- Siege of Taif (1814): Part of the Wahhabi war
| Date | June 1814 |
| Location | Taif, Hejaz (Western Arabia) |
| Result | Ottoman-Egyptian victory |
| Territorial changes | Siege of Taif lifted |

Belligerents
- Ottoman Empire Eyalet of Egypt; ;: Emirate of Diriyah Zahran tribe

Commanders and leaders
- Muhammad Ali Pasha Tusun Pasha Abidin Bey: Abdallah I Bakhrosh ibn A'llas Tami bin Shu'aib

Strength
- 20,000 men: 10,000 men

Casualties and losses
- 1,000 killed: Heavy

= Siege of Taif (1814) =

Saudi battle in Hejaz, 19th century

In 1814, in a counter attack during the Second Campaign of the Ottoman–Wahhabi war, Abdullah bin Saud Al Saud's forces laid siege to the Ottoman held city of Taif. However, troops of Ottoman Egypt governor Muhammad Ali Pasha successfully lifted the siege.

==Siege==
In 1814, in the month of Shawwal, the Ottomans prepared an expedition force of 20,000 troops. They recruited fighters locally from Mecca and Taif. Commander Abidin Bey then led the force against the Zahran tribes in Al Bahah. The path to Al Bahah was undefended, and they encountered no resistance on the way. However, Al Bahah had multiple forts as well as a large fortress castle that were defended by the troops of Zahran commander Bakhrosh ibn A'llas. The Ottomans encountered resistance and laid siege against the defenders.

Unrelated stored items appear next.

PR #2461, opened 2016-10-14
Case-insensitivity support to "Should (Not) Be Equal (As Strings)" keywords

chriscallan:
Implementation of "Should (Not) Be Equal" keywords, along with the additional and modified Acceptance Tests;

### DIFF
--- a/atest/testdata/standard_libraries/builtin/verify.robot
+++ b/atest/testdata/standard_libraries/builtin/verify.robot
@@ -68,6 +68,11 @@ Should Not Be Equal
     ${STR1}    ${INT1}
     ${STR1}    1
 
+Should Not Be Equal With Case Insensitivity
+    [Template]  Should Not Be Equal
+    test value      TEST VALUE1      ignore_case=True
+    HYVÄÄ YÖTÄ      hyvää yötä1     ignore_case=True
+
 Should Not Be Equal with bytes containing non-ascii characters
     [Documentation]    FAIL ${BYTES WITH NON ASCII} == ${BYTES WITH NON ASCII}
     Should Not Be Equal    ${BYTES WITH NON ASCII}    ${BYTES WITHOUT NON ASCII}
@@ -81,6 +86,11 @@ Should Be Equal
     ${INT1}    ${1}
     ${BYTES WITHOUT NON ASCII}    ${BYTES WITHOUT NON ASCII}
     A    B    Error message    values=yes
+
+Should Be Equal With Case Insensitivity
+    [Template]  Should Be Equal
+    test value      TEST VALUE      ignore_case=True
+    HYVÄÄ YÖTÄ      hyvää yötä      ignore_case=True
 
 Should Be Equal fails with values
     [Documentation]    FAIL Several failures occurred:\n\n 1) 3: 1 != 2\n\n 2) c: a != b\n\n 3) z: x != y
--- a/atest/testdata/standard_libraries/builtin/verify.robot
+++ b/atest/testdata/standard_libraries/builtin/verify.robot
@@ -70,8 +70,9 @@ Should Not Be Equal
 
 Should Not Be Equal With Case Insensitivity
     [Template]  Should Not Be Equal
-    test value      TEST VALUE1      ignore_case=True
+    test value      TEST VALUE1     ignore_case=True
     HYVÄÄ YÖTÄ      hyvää yötä1     ignore_case=True
+    foo             FOO             ignore_case=False
 
 Should Not Be Equal with bytes containing non-ascii characters
     [Documentation]    FAIL ${BYTES WITH NON ASCII} == ${BYTES WITH NON ASCII}
@@ -91,6 +92,7 @@ Should Be Equal With Case Insensitivity
     [Template]  Should Be Equal
     test value      TEST VALUE      ignore_case=True
     HYVÄÄ YÖTÄ      hyvää yötä      ignore_case=True
+
 
 Should Be Equal fails with values
     [Documentation]    FAIL Several failures occurred:\n\n 1) 3: 1 != 2\n\n 2) c: a != b\n\n 3) z: x != y
--- a/atest/testdata/standard_libraries/builtin/verify.robot
+++ b/atest/testdata/standard_libraries/builtin/verify.robot
@@ -223,12 +223,22 @@ Should Not Be Equal As Strings
     False    ${True}
     bar    bar    These strings most certainly should not be equal    False
 
+Should Not Be Equal As Strings With Case Insensitivity
+    [Template]    Should Not Be Equal As Strings
+    1    ${1.1}     ignore_case=True
+    False    ${True}    ignore_case=True
+
 Should Be Equal As Strings
     [Documentation]    FAIL foo != bar
     [Template]    Should Be Equal As Strings
     ${1}    1
     ${None}    None
     foo    bar
+
+Should Be Equal As Strings With Case Insensitivity
+    [Template]  Should Be Equal As Strings
+    test value      TEST VALUE      ignore_case=True
+    HYVÄÄ YÖTÄ      hyvää yötä      ignore_case=True
 
 Should Be Equal As Strings Multiline
     [Documentation]    FAIL Multiline strings are different:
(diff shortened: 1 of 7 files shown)


chriscallan:
Hopefully this one keyword pair is more easier to work with than all the keywords at once.
I also added some list comprehensions for list-like objects which contain string collections, or even a mix, but only one-level deep.  I think that covers the major use case for the keyword.

atest/testdata/standard_libraries/builtin/verify.robot
```diff
@@ -68,6 +68,11 @@ Should Not Be Equal
     ${STR1}    ${INT1}
     ${STR1}    1
 
+Should Not Be Equal With Case Insensitivity
+    [Template]  Should Not Be Equal
+    test value      TEST VALUE1      ignore_case=True
+    HYVÄÄ YÖTÄ      hyvää yötä1     ignore_case=True
```
pekkaklarck: It would be good to test that e.g. `foo == FOO` fails when `ignore_case=True`. The current values are unequal also with `ignore_case=False`.

There's also different number of spaces before `ignore_case` above.

src/robot/libraries/BuiltIn.py
```diff
@@ -613,10 +613,21 @@ def should_be_equal(self, first, second, msg=None, values=True):
         for example, string ``false`` or ``no values``. See `Boolean arguments`
         section for more details.
 
+        If ignore_case is True, it indicates that ``first`` and ``second`` should be
+        compared case-insensitively.  See `Boolean  arguments` section for more details.
+        (This option is new in Robot Framework 3.0.1)
```
pekkaklarck: `This option is new in Robot Framework 3.0.1.` without parenthesis would be more consistent with other similar notes.

src/robot/libraries/BuiltIn.py
```diff
@@ -613,10 +613,21 @@ def should_be_equal(self, first, second, msg=None, values=True):
...
         `multiline string comparisons`.
         """
         self._log_types_at_info_if_different(first, second)
+        if is_truthy(ignore_case):
+            if is_string(first) and is_string(second):
+                first = first.lower()
+                second = second.lower()
+            elif is_list_like(first) and is_list_like(second):
+                first = [x.lower() if type(x) is str else x for x in first]
+                second = [x.lower() if type(x) is str else x for x in second]
```
pekkaklarck: I don't think it is a good idea to compare list-like items case-insensitively with this keyword in general. Even if it would be, the current implementation considers a list `['foo', 'bar']` equal to a  tuple `('foo', 'bar')` and even to a dict `{'foo': 1, 'bar': 2}`. Additionally, the current implementation wouldn't handle nested lists like `[['foo']]` and `[['FOO']]`.

Better to simply remove the `elif` block and just use `if is_truthy(ignore_case) and is_string(first) and is_string(second)`. If we want to make it explicit that `ignore_case=True` only applies to strings, the docstring could be changed to something like this:

> If ``ignore_case`` is given a true value (see `Boolean arguments` for details) and ``first`` and ``second`` are strings, the comparison is done case-insensitively.

src/robot/libraries/BuiltIn.py
```diff
@@ -646,13 +657,24 @@ def _raise_multi_diff(self, first, second):
...
-    def should_not_be_equal(self, first, second, msg=None, values=True):
+    def should_not_be_equal(self, first, second, msg=None, values=True, ignore_case=False):
         """Fails if the given objects are equal.
 
         See `Should Be Equal` for an explanation on how to override the default
         error message with ``msg`` and ``values``.
+
+        If ignore_case is True, it indicates that ``first`` and ``second`` should be
+        compared case-insensitively.  See `Boolean  arguments` section for more details.
+        (This option is new in Robot Framework 3.0.1)
```
pekkaklarck: The above comments about the docs apply here too.

src/robot/libraries/BuiltIn.py
```diff
@@ -646,13 +657,24 @@ def _raise_multi_diff(self, first, second):
...
         """
         self._log_types_at_info_if_different(first, second)
+        if is_truthy(ignore_case):
+            if is_string(first) and is_string(second):
+                first = first.lower()
+                second = second.lower()
+            elif is_list_like(first) and is_list_like(second):
+                first = [x.lower() if type(x) is str else x for x in first]
+                second = [x.lower() if type(x) is str else x for x in second]
```
pekkaklarck: The above comments about handling list-like objects applies here too.

src/robot/libraries/BuiltIn.py
chriscallan: I guess I was just trying to get to fancy here.  Thanks for pulling me back to reality.  
I've updated the doc string and removed the code per your suggestion.

atest/testdata/standard_libraries/builtin/verify.robot
chriscallan: I think I see what you're getting at, but not sure.  If I modify the test case to look at the case: 
   ...
    foo                      FOO                ignore_case=True

then ignoring case would make the strings equal, which would in-turn fail this Acceptance Test.

Putting the extra character on the second argument was the best that I could think of, since just modifying case isn't enough to keep the strings from being unequal.
Am I missing something right in front of my nose here?

chriscallan:
Latest commit should have all the changes you requested.

src/robot/libraries/BuiltIn.py
```diff
@@ -613,10 +613,18 @@ def should_be_equal(self, first, second, msg=None, values=True):
...
+        are string types.  See `Boolean  arguments` section for more details.
+        This option is new in Robot Framework 3.0.1.
+
         If both arguments are multiline strings, the comparison is done using
         `multiline string comparisons`.
         """
         self._log_types_at_info_if_different(first, second)
+        if is_truthy(ignore_case) and is_string(first) and is_string(second):
+                first = first.lower()
+                second = second.lower()
```
pekkaklarck: Too much indentation. Same also with the other keyword.

src/robot/libraries/BuiltIn.py
```diff
@@ -613,10 +613,18 @@ def should_be_equal(self, first, second, msg=None, values=True):
         for example, string ``false`` or ``no values``. See `Boolean arguments`
         section for more details.
 
+        If ignore_case is True, it indicates that ``first`` and ``second`` should be
```
pekkaklarck: Should have double-backticks around `ignore_case` similarly as with other arguments. Also with the other keyword.

atest/testdata/standard_libraries/builtin/verify.robot
```diff
@@ -82,6 +89,12 @@ Should Be Equal
     ${BYTES WITHOUT NON ASCII}    ${BYTES WITHOUT NON ASCII}
     A    B    Error message    values=yes
 
+Should Be Equal With Case Insensitivity
+    [Template]  Should Be Equal
+    test value      TEST VALUE      ignore_case=True
+    HYVÄÄ YÖTÄ      hyvää yötä      ignore_case=True
+
+
```
pekkaklarck: Extra empty row.

atest/testdata/standard_libraries/builtin/verify.robot
```diff
@@ -68,6 +68,13 @@ Should Not Be Equal
     ${STR1}    ${INT1}
     ${STR1}    1
 
+Should Not Be Equal With Case Insensitivity
+    [Documentation]     FAIL foo == foo
```
pekkaklarck: We need to decide should this and other similar errors be reported like this (i.e. `foo == foo`) or should we rather show the original values and mention that comparison was case-insensitive (e.g. `foo == FOO (case-insensitively)`). Probably better to discuss that in the PR comments or perhaps even in the comments of the original issue.

pekkaklarck:
Changes in this PR have been merged after rebase on the command line and committed as 29cf1bc1e93d18184ca63324897b9ddd59f9f915. GitHub didn't detect that automatically so I'll just close this PR now. See also c6a8ceb46d53f66bf311d05304958798812b101e which contains some clean-up to this PR.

When Abdullah bin Saud and the Wahhabis heard of the Ottoman expedition, they marched an army of 10,000 led by Tami bin Shu'aib to relieve the fort. They engaged the Ottomans near the fortress, and defeated them. The Ottomans lost 1,000 men in the battle and retreated to Taif.

The Ottoman garrison at Taif was led by Tusun Pasha, and the Saudis besieged the city, led by Tami bin Shu'aib and Bakhrosh ibn A'llas. Muhammad Ali Pasha heard the situation in Taif and marched with a force of 20 cavalry there. Muhammad Ali then looked upon the besieged city from a mountain. His men captured a Saudi and asked him about the Saudi army. He then offered the prisoner freedom in exchange for sending a letter to Bakhrush in order to fool the enemies of an upcoming large Ottoman relief army. This trick successfully worked, and the siege was lifted from Taif and Muhammad Ali and his son returned to Mecca in June.